EXERCISE: Copy each line of the records below, from the first through the one that contains "most common useage.", exactly as written.

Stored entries
____________________
PR #428, opened 2018-10-18
WIP: Add extra update hooks

Leemyy:
### Description of the Change
This PR adds several new mid-update hooks to allow for actions to be taken after a certain point in the update process. These hooks are specifically intended to be called on both client and server in both single- and multiplayer. There may be some pre-existing hooks which are similar to some of the ones I added, but none of them consistently get called in all of those cases.

### Alternate designs
Some of the new hooks may be better placed in other Mod Classes; in this regard I would be happy to hear suggestions and implement them. For now I placed them all in ModWorls since I felt like they are best left in one place, and ModWorld seemed like the most logical option for that.
`PreUpdateEntities` could also be caled `PreUpdatePlayers`, but I wanted the name to express that it comes before any type of Entity gets updated.

The naming scheme for these methods could also be changed to indicate what comes after them, instead of what came before (e.g. `PreUpdateNPCs` instead of `PostUpdatePlayers`). But I usually find myself wanting to perform actions after a certain type of game object had been updated, so I picked the names to reflect what I expect to be the most common useage.

These hooks add possibilities for functionality that was previously either impossible to achieve or only possible with very ugly/hacky measures.

### Benefits
I already mentioned most benefits in the sections above. In general this allows to run code on all Players/NPCs/Items/etc. after they have been updated, but before any other action is taken. This is especially useful when you want to do some processing of said objects, which can only be done after all of them have been updated. It also allows for unrelated logic to be run in between update steps.

### Possible drawbacks
None, as far as tML itself goes. I can see some people potentionally missunderstanding what these methods are for, and attempting to use them in unfit situations. To this end I am planning to add descriptive documentation comments, as soon as I have come up with a good descriptions. (Suggestions would be appreciated)

### Applicable Issues
N/A

### Sample Usage
I can't think of a simple one at the moment, all the stuff I want this for is either complex or very nieche.
I will hopefully be able to add a good Example later.

### DIFF
--- a/patches/tModLoader/Terraria.ModLoader/ModWorld.cs
+++ b/patches/tModLoader/Terraria.ModLoader/ModWorld.cs
@@ -110,7 +110,7 @@ namespace Terraria.ModLoader
 
 		/// <summary>
 		/// Use this if you want to do something before anything in the World gets updated.
-		/// Gets called after UI updates, but before anything in the World (Players, NPCs, Projectiles, Tiles) gets updated.
+		/// Called after UI updates, but before anything in the World (Players, NPCs, Projectiles, Tiles) gets updated.
 		/// <para />
 		/// When <see cref="Main.autoPause" /> is true or <see cref="Main.FrameSkipMode" /> is 0 or 2, the game may do a partial update. This means that it only updates menus and some animations, but not the World or Entities. This hook - and every hook after it - only gets called on frames with a full update.
 		/// <para />
@@ -121,7 +121,7 @@ namespace Terraria.ModLoader
 		}
 
 		/// <summary>
-		/// Gets called immediately after all Players are updated, but before any NPCs get updated.
+		/// Called after Players got updated, but before any NPCs get updated.
 		/// <para />
 		/// If you are looking to hook an earlier part of the update process, see <see cref="PreUpdateAnything" />.
 		/// If you are looking to hook a later part of the update process, see <see cref="MidUpdateNPCGore" />.
@@ -131,7 +131,7 @@ namespace Terraria.ModLoader
 		}
 
 		/// <summary>
-		/// Gets called immediately after all NPCs are updated, but before any Gores get updated.
+		/// Called after NPCs got updated, but before any Gores get updated.
 		/// <para />
 		/// If you are looking to hook an earlier part of the update process, see <see cref="MidUpdatePlayerNPC" />.
 		/// If you are looking to hook a later part of the update process, see <see cref="MidUpdateGoreProjectile" />.
@@ -141,7 +141,7 @@ namespace Terraria.ModLoader
 		}
 
 		/// <summary>
-		/// Gets called immediately after all Gores are updated, but before any Projectiles get updated.
+		/// Called after Gores got updated, but before any Projectiles get updated.
 		/// <para />
 		/// If you are looking to hook an earlier part of the update process, see <see cref="MidUpdateNPCGore" />.
 		/// If you are looking to hook a later part of the update process, see <see cref="MidUpdateProjectileItem" />.
@@ -161,7 +161,7 @@ namespace Terraria.ModLoader
 		}
 
 		/// <summary>
-		/// Gets called immediately after all Items are updated, but before any Dust gets updated.
+		/// Called after Items got updated, but before any Dust gets updated.
 		/// <para />
 		/// If you are looking to hook an earlier part of the update process, see <see cref="MidUpdateProjectileItem" />.
 		/// If you are looking to hook a later part of the update process, see <see cref="MidUpdateDustTime" />.
@@ -171,7 +171,7 @@ namespace Terraria.ModLoader
 		}
 
 		/// <summary>
-		/// Gets called immediately after all Dust is updated, but before Time effects get updated.
+		/// Called after Dust got updated, but before Time (day/night, events, etc.) gets updated.
 		/// <para />
 		/// If you are looking to hook an earlier part of the update process, see <see cref="MidUpdateItemDust" />.
 		/// If you are looking to hook a later part of the update process, see <see cref="MidUpdateTimeWorld" />.
@@ -181,7 +181,7 @@ namespace Terraria.ModLoader
 		}
 
 		/// <summary>
-		/// Gets called immediately after Time effects are updated, but before the World gets updated.
+		/// Called after Time got updated, but before the World gets updated.
 		/// <para />
 		/// If you are looking to hook an earlier part of the update process, see <see cref="MidUpdateDustTime" />.
 		/// If you are looking to hook a later part of the update process, see <see cref="MidUpdateInvasionNet" />.
@@ -205,7 +205,7 @@ namespace Terraria.ModLoader
 		}
 
 		/// <summary>
-		/// Gets called immediately after Invasions are updated. The only thing that is updated after this is the Network.
+		/// Called after Invasions got updated. The only thing that is updated after this is the Network.
 		/// <para />
 		/// If you are looking to hook an earlier part of the update process, see <see cref="MidUpdateTimeWorld" />.
 		/// If you are looking to hook even after the Network is updated, see <see cref="PostUpdateEverything" />.
@@ -215,7 +215,7 @@ namespace Terraria.ModLoader
 		}
 
 		/// <summary>
-		/// Gets called immediately after the Network is updated, this is the last thing that happens in an update.
+		/// Called after the Network got updated, this is the last hook that happens in an update.
 		/// <para />
 		/// If you are looking to hook an earlier part of the update process, see <see cref="MidUpdateInvasionNet" />.
 		/// </summary>
--- a/patches/tModLoader/Terraria.ModLoader/ModWorld.cs
+++ b/patches/tModLoader/Terraria.ModLoader/ModWorld.cs
@@ -109,88 +109,6 @@ namespace Terraria.ModLoader
 		}
 
 		/// <summary>
-		/// Use this if you want to do something before anything in the World gets updated.
-		/// Called after UI updates, but before anything in the World (Players, NPCs, Projectiles, Tiles) gets updated.
-		/// <para />
-		/// When <see cref="Main.autoPause" /> is true or <see cref="Main.FrameSkipMode" /> is 0 or 2, the game may do a partial update. This means that it only updates menus and some animations, but not the World or Entities. This hook - and every hook after it - only gets called on frames with a full update.
-		/// <para />
-		/// If you are looking to hook a later part of the update process, see <see cref="MidUpdatePlayerNPC" />.
-		/// </summary>
-		public virtual void PreUpdateEntities()
-		{
-		}
-
-		/// <summary>
-		/// Called after Players got updated, but before any NPCs get updated.
-		/// <para />
-		/// If you are looking to hook an earlier part of the update process, see <see cref="PreUpdateEntities" />.
-		/// If you are looking to hook a later part of the update process, see <see cref="MidUpdateNPCGore" />.
-		/// </summary>
-		public virtual void MidUpdatePlayerNPC()
-		{
-		}
-
-		/// <summary>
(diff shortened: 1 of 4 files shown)


Leemyy:
I am neither expecting nor wanting this to get merged rigth away. I mostly submitted the pull request to get feedback and suggestions for possible improvements.

Jofairden:
Thank you for your contribution first and foremost.

I'd like to emphasize on the fact that, we'd really like to see use-cases for each and every hook you suggest. Because, and don't get me wrong, but everything we add to tML adds necessary maintenance work to it. We really appreciate your contribution, we really do, but once it is merged it's mostly up to us to keep things maintained.

You added a lot of hooks, and don't get me wrong because again we appreciate it, but if some of these hooks have really niche use-cases it might be better to use other hooks (or 'work-arounds') for them.

> The naming scheme for these methods could also be changed to indicate what comes after them, instead of what came before (e.g. PreUpdateNPCs instead of PostUpdatePlayers)

You're right, the problem here lies in the fact that a modder doesn't necessarily have any knowledge about the chain these hooks are called in. If you call something PreUpdateNPCs, they don't know that that's called after updating players. Therefore you might consider a different naming scheme, such as MidUpdatePlayerNPC, which would more clearly signify that the update happens between Players and NPCs. At least, that's just what popped in my mind.

I think we're happy to accept your hooks, as long as we can find good use-cases for them.

> I am neither expecting nor wanting this to get merged rigth away. I mostly submitted the pull request to get feedback and suggestions for possible improvements.

I'll tag your PR as `WIP:` for now, as is the usual.

Leemyy:
Thank you for the feedback.

First, I would like to say that I think the `MidUpdatePlayerNPC` namig scheme is a really good idea, because it tells people what came before aswell as what will come afterwards without resulting in terribly long or obscure names. It also allows people to easily infer the order in which these happen. I am definitely going to implement that.

Secondly, I can definitely appreciate the fact that this will add extra maintenance work, so I will try to come up with good justifications for all of these - and potetially discard the ones that don't seem necessary.
Three things that I definitely think to be useful are `PreUpdateEntities` and `PostUpdateInvasion` and to a lesser degree `PostUpdateNet`

`PreUpdateEntities` is very useful, not just because it gets called before anything (besides menus and some texture animations) gets updated. `Mod.UpdateUI` can actually be used for that, since it is also guaranteed to get called in every case. But the problem with `Mod.UpdateUI` is, that it gets called before the frame skip code which aborts the Update early. This means that if you have frame skip enabled, it may get called many times, before any Entities are actually Updated and without any Draws happening. This is where `PreUpdateEntities` comes in, I specifically placed it so that it would only get called if Entities are guaranteed to be Updated on the same frame. So it is a good way of doing some action on every actual game tick, before any updates happen.

`PostUpdateInvasion` is useful for the exact opposite. It gets called after everything has been updated, making it perfect for code that can only work after every Entity has been moved/updated.
I personally want this because I have a new kind of Entity that I want to introduce, which is supposed to be able to collide with all other Entities. The reason I can not do this at any earlier point is that otherwise Players/NPCs might move out of collision range in the same frame that a collision has been detected, making it look to the Player as if no collision should have occurred.
The only other way would be to hook into every type of Entity and to check for collision with my things after they get updated. However, this would greatly fragment my code, and also have a big impact on performance.

`PostUpdateNet` actually gets called even after `PostUpdateInvasion`, but I don't think it should get used for the same purpose that I assigned to `PostUpdateInvasion`. Everything in vanilla gets updated before the net update, and I think it'd probably be best to follow suit for consistency.
Having a hook immedeately after the net updates can really come in handy to either make modifications to what has been received, or to manage networking behaviour that would be too complicated to achieve through direct NetSend and NetReceive hooks. Though I cannot claim to have ever encountered the latter, so it might not be something people will have much need for.

Chicken-Bones:
This is actually a really good PR, nice and simple, easy to maintain. You've given us good descriptions for some of the events here, now they need to go in the `/// <summary>` sections in the code as documentation. The summary should say 1. when it's called in relation to other update hooks and terraria functions and 2. what it should be used for.

PreUpdateAnything, I notice it happens after UI updates, skymanager, liquidrenderer, backgrounds, emotes, animations, chat, input, weather, net syncing and inventory, but before stars and clouds. It seems like the most important thing is it happens after any opportunity to pause the game? maybe just relate it to `Main.autoPause` and `Main.FrameSkipMode`?

Perhaps say it happens after rendering updates which still function when the game is paused or frame skipping, but before Player, NPC and AI, Gore, Projectile, Item, World updates and importantly game time.

JavidPack:
I'm not sure I agree with these being in ModWorld, I think they should go in Mod. Thoughts anyone?

Chicken-Bones:
Given there's currently only one world per game and these hooks aren't UI related I'm fine with either

Leemyy:
I am undecided on that aswell @JavidPack.
The only hooks in `ModWorld` that are related to these are `PreUpdate` and `PostUpdate`, whereas the only ones in `Mod` are `UpdateUI`, `UpdateMusic`, and `PostUpdateInput`. I wouldn't consider either of those to mark any real precedence, so I guess we'll have to decide where they make more sense.
My rationale for putting them in `ModWorld` was that they only get called on frames on which the World also gets updated, whilst all the hooks in `Mod` also get called when autopause is active - `UpdateUI` even gets called when frame skip activates.

patches/tModLoader/Terraria.ModLoader/ModWorld.cs
```diff
@@ -108,6 +108,88 @@ public virtual void ResetNearbyTileEffects()
 		{
 		}
 
+		/// <summary>
+		/// Use this if you want to do something before anything in the World gets updated.
+		/// Gets called after UI updates, but before anything in the World (Players, NPCs, Projectiles, Tiles) gets updated.
+		/// <para />
+		/// When <see cref="Main.autoPause" /> is true or <see cref="Main.FrameSkipMode" /> is 0 or 2, the game may do a partial update. This means that it only updates menus and some animations, but not the World or Entities. This hook - and every hook after it - only gets called on frames with a full update.
+		/// <para />
+		/// If you are looking too hook a later part of the update process, see <see cref="MidUpdatePlayerNPC" />.
```
Chicken-Bones: *to

patches/tModLoader/Terraria.ModLoader/ModWorld.cs
```diff
@@ -108,6 +108,88 @@ public virtual void ResetNearbyTileEffects()
...
+		/// </summary>
+		public virtual void PreUpdateAnything()
+		{
+		}
+
+		/// <summary>
+		/// Gets called immedeately after all Players are updated, but before any NPCs get updated.
+		/// <para />
```
Chicken-Bones: *immediately

patches/tModLoader/Terraria.ModLoader/ModWorld.cs
```diff
@@ -108,6 +108,88 @@ public virtual void ResetNearbyTileEffects()
...
+		/// If you are looking too hook an earlier part of the update process, see <see cref="PreUpdateAnything" />.
+		/// If you are looking too hook a later part of the update process, see <see cref="MidUpdateNPCGore" />.
+		/// </summary>
+		public virtual void MidUpdatePlayerNPC()
+		{
+		}
+
+		/// <summary>
+		/// Gets called immedeately after all NPCs are updated, but before any Gores get updated.
```
Chicken-Bones: Probably just "Called after X is updated and before Y is updated"

patches/tModLoader/Terraria.ModLoader/ModWorld.cs
```diff
@@ -108,6 +108,88 @@ public virtual void ResetNearbyTileEffects()
...
+		{
+		}
+
+		/// <summary>
+		/// Gets called immedeately after Time effects are updated, but before the World gets updated.
+		/// <para />
+		/// If you are looking too hook an earlier part of the update process, see <see cref="MidUpdateDustTime" />.
+		/// If you are looking too hook a later part of the update process, see <see cref="MidUpdateInvasionNet" />.
+		/// </summary>
+		public virtual void MidUpdateTimeWorld()
```
Chicken-Bones: Perhaps, "UpdateBetweenXAndY" moght be better?

Leemyy: Yeah, I thought that the `MidUpdateXY` was nice and short whilst still conveying the meaning. And in cases where people aren't sure, they can always look at the documentation.
I was thinking that using plurals like `MidUpdatePlayersNPCs` might be better than `MidUpdatePlayerNPC`, but I'm not sure.

patches/tModLoader/Terraria.ModLoader/ModWorld.cs
Leemyy: Sometimes I just can't even, the **i** is literally pronounced the same as the **e** right before it. Why do you have to do this, English?

Leemyy:
I was thinking about maybe adding a line to the effect of "Called in single- and multiplayer on the server and every client." This information about when a hook gets executed is actually something that a lot of hooks could use in their documentation. Maybe I should make a seperate PR adding that information to some other hooks aswell?

patches/tModLoader/Terraria.ModLoader/ModWorld.cs
Jofairden: I think that is up for debate/personal preference. Someone can also think "between Player and NPC means between any Player and NPC" which is basically the same thing as using plurals.

patches/tModLoader/Terraria.ModLoader/ModWorld.cs
Leemyy: I made those lines more concise. I think they should be good now.

Leemyy:
One use case that applies to a lot of these hooks would be freezing some, or all, of any kind of Entity. This can easily be achieved by temporarily swapping the desired Entities, or even the whole array, for dummy ones. It might even be possible to have a time stop effect that works on both server and client with this. Though I am not 100% sure on that. I definitely know that I have seen people try to make something like this on multiple occasions. Most of the current approaches are not completely reliable, though because some parts of the Update still happen, even if you return false in `PreUpdate`.
I can make some additions to Example Mod and add them to this PR, if you think this would be a good example.

Jofairden:
> Is there anything besides adding an Example that still needs to be done?
I think naming and documentation are fine now. Unless you have any strong objections to the way they currently are. I can still move the hooks to Mod, if you would prefer that. But I'll wait for you to come to a concensus on that before I move everything around.

I think we all (devs) just need to agree on the naming, usefulness and placing of the methods.
For example I still think `PreUpdateAnything` is a bit controversial. As the docs state, you don't actually pre update before everything (or anything), because UI updates before this hook. Maybe `PreUpdateEntities` is better. (you can see how this sort of is a never ending discussion)

Also, you have  redundant < / Para > tags in every XMLdoc.

Leemyy:
Okay, I finally did that rename.
If you want to I can remove the `<para />` tags, but as I said they add line braks and, in my opinion, really add to the documentations' readability.
Do you think I should add something to Example Mod - like the ability to freeze Entities I mentioned above? Or is that better placed in a different PR?

JavidPack:
Thinking of an example is hard, since we want ExampleMod to be accessible, but these hooks are fairly specialized. Maybe just a simple example that counts active NPC in the before NPC and after NPC hooks, then finds the difference, to find how many npc were killed last update. Something simple like that. 

Freezing Entities is something we'd rather not have everyone abusing just because they saw it in ExampleMod

Leemyy:
Good point, I hadn't thought of it that way.
Freezing any kind of Entity will definitely require a load of special cases that need to be accounted for. And having a bunch of mods that freeze stuff all over the place would indeed be a recipe for chaos.

Leemyy:
Is there anything that still needs to be added to/changed about this PR?
Or are you just undecided on whether you want to merge it yet?

Jofairden:
>Or are you just undecided on whether you want to merge it yet?

We're undecided yet. We'll let you know, don't worry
____________________
THE COMPLETED TASK:
PR #428, opened 2018-10-18
WIP: Add extra update hooks

Leemyy:
### Description of the Change
This PR adds several new mid-update hooks to allow for actions to be taken after a certain point in the update process. These hooks are specifically intended to be called on both client and server in both single- and multiplayer. There may be some pre-existing hooks which are similar to some of the ones I added, but none of them consistently get called in all of those cases.

### Alternate designs
Some of the new hooks may be better placed in other Mod Classes; in this regard I would be happy to hear suggestions and implement them. For now I placed them all in ModWorls since I felt like they are best left in one place, and ModWorld seemed like the most logical option for that.
`PreUpdateEntities` could also be caled `PreUpdatePlayers`, but I wanted the name to express that it comes before any type of Entity gets updated.

The naming scheme for these methods could also be changed to indicate what comes after them, instead of what came before (e.g. `PreUpdateNPCs` instead of `PostUpdatePlayers`). But I usually find myself wanting to perform actions after a certain type of game object had been updated, so I picked the names to reflect what I expect to be the most common useage.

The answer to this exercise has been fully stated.